Futures sank as much as 2.6 percent. Chinese and Australian reports today signaled a slowdown in manufacturing as a U.K. Purchasing Managers’ Index showed a third month of contraction. ADP Research Institute said U.S. companies added 119,000 workers to payrolls in April, less than the median forecast of 150,000 jobs. The Energy Department will release weekly stockpiles data at 10:30 a.m. East Coast time.
“The China PMI data was disappointing,” said Dominick Chirichella, senior partner at the Energy Management Institute in New York. “It’s just a continuation what we’ve been seeing in the last four to six weeks. Every macroeconomic data point is suggesting a slowing global economy.”
Gasoline for June delivery slipped 7.12 cents, or 2.5 percent, to $2.7308 a gallon at 9:51 a.m. on the New York Mercantile Exchange on volume that was 18 percent below the 100- day average.
The fuel’s premium over June West Texas Intermediate slipped 49 cents to $23.73 a barrel.

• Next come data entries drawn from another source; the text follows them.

PR #55, opened 2018-11-19
[WIP] Model tests

kegl:


kegl:
I finished covering model and db_tools. Got out all commits from model.py. I'd prefer to merge now and get to views.py once we have a working version with all this. If the local training engine works then we can also eliminate a lot of code from db_tools.

@aboucaud @jorisvandenbossche @glemaitre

The spread to Brent weakened 59 cents to $14.72.
Ultra-low-sulfur diesel for June delivery dropped 4.61 cents, or 1.6 percent, to $2.7935 a gallon on the Nymex. Trading volume was 26 percent above the 100-day average.
The fuel’s crack spread versus June West Texas Intermediate crude grew 54 cents to $26.34 a barrel. The spread versus Brent gained 47 cents to $17.36.
Distillate inventories in the U.S., including diesel and heating oil, may have increased 250,000 barrels last week, according to the median of 11 analyst estimates in a survey compiled by Bloomberg. Gasoline supplies probably decreased 900,000 barrels, the survey showed.
Gasoline at the pump, averaged nationwide, rose 1.4 cents to $3.522 a gallon, AAA said on its website today. It’s the largest single-day increase since Feb. 19.